Una fabbrica di protesi ad Haiti per i bimbi mutilati
Caterina Zanirato
Parma è pronta a partire per aiutare Haiti. Il comitato speciale, costituito dal Comune dopo il violento sisma, ha dato i suoi frutti: è stato stabilito l’obiettivo da raggiungere e i modi in cui si raccoglieranno le donazioni dei cittadini. Il progetto che sosterrà il Comune, insieme a numerose associazioni tra cui Parma per gli altri, Anmic, Parma Fc, Mogli dei medici e la Protezione civile, è mirato alla costruzione di una fabbrica di protesi per i bambini mutilati, allestita all’interno di «Francisville», città dei mestieri, costruita dalla Fondazione Francesca Rava che opera nel territorio haitiano da 22 anni. «Vogliamo realizzare un centro che produca protesi per i bambini mutilati - conferma il sindaco Pietro Vignali -. E per raccogliere i fondi abbiamo organizzato una serie di iniziative che si concluderanno il 28 febbraio con lo spettacolo di moda di Renato Balestra al Teatro Regio. Ringrazio tutti coloro che hanno voluto partecipare: sono la coesione e l’energia che creano una comunità».
Gli eventi in cantiere sono molti. A partire dalla partita di oggi pomeriggio, quando il Parma calcio consegnerà un pallone simbolico al comitato. Si prosegue il 22 febbraio, alle 20.30 al ridotto del Teatro Regio, dove l'Associazione mogli dei medici organizza un concerto con la violinista Costea Mihaela. La Protezione civile, in collaborazione con Seirs, raccoglierà medicinali utili alla popolazione haitiana e il 28 febbraio, alle 20.30, si concluderanno le manifestazioni con la maratona benefica e lo spettacolo dedicato all’alta moda. Chi vuole aderire può versare un contributo sul conto corrente IT47R06930127000000000469 54. «L'Oms ha reso noto che negli ospedali haitiani si praticano più di cento amputazioni al giorno, ma mancano gli ausili e le strumentazioni per la cura - commenta l’assessore Giovanni Paolo Bernini, presidente del comitato “Parma per Haiti” -. È l'occasione per la città di confermare al mondo intero il volto della nostra solidarietà.
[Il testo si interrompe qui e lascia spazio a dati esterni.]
PR #419, opened 2020-04-14
Init chaos-server component

cwen0:

Init chaos-server component, `chaos-server` will store events to DB and provide API service for dashboard. 

* add apiserver pkg 
* add store pkg 
* refine collectors pkg 
* clean code

### Check List 

Tests 

 - Unit test
 - E2E test
 - No code

Code changes

 - Has Go code change

Side effects

Related changes

```release-note
NONE
```


cmd/chaos-server/main.go
```diff
@@ -0,0 +1,91 @@
...
+	flag.BoolVar(&printVersion, "version", false, "print version information and exit")
+	flag.Parse()
+
+	conf, err := config.EnvironChaosServer()
+	if err != nil {
+		log.Error(err, "main: invalid configuration")
+		os.Exit(1)
+	}
+
+	version.PrintVersionInfo("Chaos collector")
```
yeya24, line 57: rename this?

images/chaos-server/Dockerfile
```diff
@@ -0,0 +1,8 @@
+FROM alpine:3.10
+
+ARG HTTPS_PROXY
+ARG HTTP_PROXY
+
+RUN apk add tzdata --no-cache
+
+COPY --from=pingcap/binary /src/bin/chaos-server /usr/local/bin/chaos-server
```
yeya24, line 8: Please add a new line

pkg/apiserver/archive/archive.go
```diff
@@ -0,0 +1,56 @@
...
+}
+
+// Register mounts our HTTP handler on the mux.
+func Register(r *gin.RouterGroup, s *Service) {
+	endpoint := r.Group("/archive")
+
+	endpoint.GET("/all", s.listArchiveExperiments)
+}
+
+func (s *Service) listArchiveExperiments(c *gin.Context) {}
```
yeya24, line 56: Maybe add a todo above the function so that we can remember there is something need to be done

pkg/apiserver/archive/archive.go
```diff
@@ -0,0 +1,56 @@
...
+	"github.com/gin-gonic/gin"
+
+	"github.com/pingcap/chaos-mesh/pkg/core"
+
+	"sigs.k8s.io/controller-runtime/pkg/client"
+
+	"github.com/pingcap/chaos-mesh/pkg/config"
+)
+
+// Service defines a handler service for archive experiments.
```
yeya24, line 26: Is archive also like events in the database? Can I ask what's the difference between archive and event?

pkg/config/config.go
```diff
@@ -0,0 +1,43 @@
...
+
+package config
+
+import (
+	"github.com/kelseyhightower/envconfig"
+)
+
+// ChaosServerConfig defines the configuration for Chaos Dashboard
+type ChaosServerConfig struct {
+	ListenHost           string `enconfig:"LISTEN_HOST" default:"0.0.0.0"`
```
yeya24, line 22: Is it `enconfig` or `envconfig`?

pkg/config/config.go
```diff
@@ -0,0 +1,43 @@
...
+	MetricAddress        string `enconfig:"METRIC_ADDRESS"`
+	EnableLeaderElection bool   `enconfig:"ENABLE_LEADER_ELECTION"`
+	Database             *DatabaseConfig
+}
+
+// DatabaseConfig defines the configuration for databases
+type DatabaseConfig struct {
+	// Archive  Chaos Experiments to DB.
+	Archive    bool
+	Driver     string `envconfig:"DATABASE_DRIVER"     default:"sqlite3"`
```
yeya24, line 33: Grafana didn't support sqlite3 data source. Is it okay to use it as the default?

cwen0: I think this is OK.  If users did not choose MySQL, we can't provide Grafana support.

pkg/apiserver/archive/archive.go
cwen0: This archive just defines for the experiment.  Maybe it ’s better to name it to "experiment".

pkg/config/config.go
yeya24: Make sense! But we need to mention this in our docs later

Makefile
```diff
@@ -129,7 +140,7 @@ tidy:
 	GO111MODULE=on go mod tidy
 	git diff --quiet go.mod go.sum
 
-image: image-chaos-daemon image-chaos-mesh image-chaos-fs image-chaos-scripts image-chaos-grafana image-chaos-dashboard image-chaos-kernel
+image: image-chaos-daemon image-chaos-mesh image-chaos-fs image-chaos-scripts image-chaos-grafana image-chaos-kernel
```
Gallardot, line 143: add image-chaos-server

Makefile
```diff
@@ -161,7 +172,6 @@ docker-push:
 	docker push "${DOCKER_REGISTRY_PREFIX}pingcap/chaos-daemon:latest"
 	docker push "${DOCKER_REGISTRY_PREFIX}pingcap/chaos-scripts:latest"
 	docker push "${DOCKER_REGISTRY_PREFIX}pingcap/chaos-grafana:latest"
-	docker push "${DOCKER_REGISTRY_PREFIX}pingcap/chaos-dashboard:latest"
```
Gallardot, line 164: docker push chaos-server images

cmd/chaos-server/main.go
```diff
@@ -0,0 +1,91 @@
+// Copyright 2019 PingCAP, Inc.
```
fewdan, line 1: s/2019/2020/g

pkg/config/config.go
```diff
@@ -0,0 +1,43 @@
...
+	"github.com/kelseyhightower/envconfig"
+)
+
+// ChaosServerConfig defines the configuration for Chaos Dashboard
+type ChaosServerConfig struct {
+	ListenHost           string `envconfig:"LISTEN_HOST" default:"0.0.0.0"`
+	ListenPort           int    `envconfig:"LISTEN_PORT" default:"2333"`
+	MetricAddress        string `envconfig:"METRIC_ADDRESS"`
+	EnableLeaderElection bool   `envconfig:"ENABLE_LEADER_ELECTION"`
+	Database             *DatabaseConfig
```
yeya24, line 26: I want to start some discussion about our configuration. Do we really want to use configurations as env vars? This is not common currently, I would say better to use a config file, or just flags. Any thoughts? @cwen0  @fewdan  @Yisaer

cwen0: In my opinion, if we are running these components in a Kubernetes environment, using environment variables is not much different from using a configuration file. In addition, if we think that using config configuration files is better in the future, we can replace them with configuration files. This change is tiny.

yeya24: That's might not be a tiny change. It will cause some back-compatibility issues, so it is hard to change one to another way.
Env vars and flags are not much different. But using the config file approach is quite useful if we want to have something like hot reload in the future (is it possible?).

yeya24: But I think it is okay for now, I don't want to add more work to you. So we can accept this first or change this in another PR if it is really needed.

doc/docs.go
```diff
@@ -0,0 +1,14 @@
...
+// You may obtain a copy of the License at
+//
+//     http://www.apache.org/licenses/LICENSE-2.0
+//
+// Unless required by applicable law or agreed to in writing, software
+// distributed under the License is distributed on an "AS IS" BASIS,
+// See the License for the specific language governing permissions and
+// limitations under the License.
+
+package doc
```
fewdan, line 14: What do you plan to put in this file in the future?

pkg/config/config.go
fewdan: I think there is no essential difference between the two. You can maintain the status quo first and make changes if necessary.

doc/docs.go
cwen0: We need to use this directory to generate swagger file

Per questo è indispensabile l’aiuto di tutti. L’operazione sarà totalmente trasparente e tutti potranno seguire i progressi raggiunti attraverso il sito www.parmaperhaiti.com».
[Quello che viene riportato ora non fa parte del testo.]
PR #441, opened 2020-04-22
Add timechaos and pause timechaos e2e test case

yeya24:

In order to test time chaos in e2e, I add a test program, which is mainly copied from #222


test/config.go
```diff
@@ -22,6 +22,7 @@ type Config struct {
 	ManagerTag   string
 	DaemonImage  string
 	DaemonTag    string
+	TimerImage   string
```
Yisaer, line 25: I tend to name it as E2eImage as we would put more binary to help e2e test in this image, not only timechaos.

yeya24: You mean we may add some other binaries to this image? Make sense!

Will update it tomorrow

yeya24:
Found a flaky test case https://github.com/pingcap/chaos-mesh/blob/master/pkg/ptrace/ptrace_linux_test.go here

hack/e2e.sh
```diff
@@ -153,6 +154,7 @@ function e2e::image_load() {
     for n in ${names[@]}; do
         $KIND_BIN load docker-image --name $CLUSTER ${DOCKER_REGISTRY}/$n:$IMAGE_TAG
     done
+    $KIND_BIN load docker-image --name $CLUSTER ${DOCKER_REGISTRY}/pingcap/e2e-helper:latest
```
Yisaer, line 157: we could add pingcap/e2e-helper into `names`

```sh
local names=(
        pingcap/chaos-mesh
        pingcap/chaos-daemon
)
```

Makefile
```diff
@@ -217,6 +217,9 @@ endif
 	cp -r manifests test/image/e2e
 	docker build -t "${DOCKER_REGISTRY_PREFIX}pingcap/chaos-mesh-e2e:${IMAGE_TAG}" test/image/e2e
 
+image-e2e-helper:
+	docker build -t "${DOCKER_REGISTRY_PREFIX}pingcap/e2e-helper:latest" test/cmd/e2e_helper
```
Yisaer, line 221: use ${IMAGE_TAG} here

hack/run-e2e.sh
```diff
@@ -80,6 +80,7 @@ e2e_args=(
     --manager-image-tag="${IMAGE_TAG}"
     --daemon-image="${DOCKER_REGISTRY}/pingcap/chaos-daemon"
     --daemon-image-tag="${IMAGE_TAG}"
+    --e2e-image="${DOCKER_REGISTRY}/pingcap/e2e-helper:latest"
```
Yisaer, line 83: use  ${DOCKER_REGISTRY}/pingcap/e2e-helper:${IMAGE_TAG}

hack/e2e.sh
yeya24: I put it below since I think maybe helper image just needs to use fixed `latest` tag. Do we need to use `${IMAGE_TAG}`? 
Do we need to push it to docker hub as well? If yes, I am happy to update the tag

Yisaer: Someday we would use e2e test framework as our stability env and we would push relative image to the internal hub.

yeya24:
Done. @Yisaer @cwen0  PTAL

yeya24:
Seems there is a problem in Github. Why this pr is not updated

yeya24:
OK. Got error in my added e2e. Will update it.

Alla presentazione del progetto c'era anche Francesca Turci della Fondazione Francesca Rava - Nph: «Questo progetto è stato pensato non solo per chi vive una condizione di emergenza, ma anche per aiutare i giovani a costruirsi un futuro, lavorando nella fabbrica, come si sta già facendo da anni a Francisville».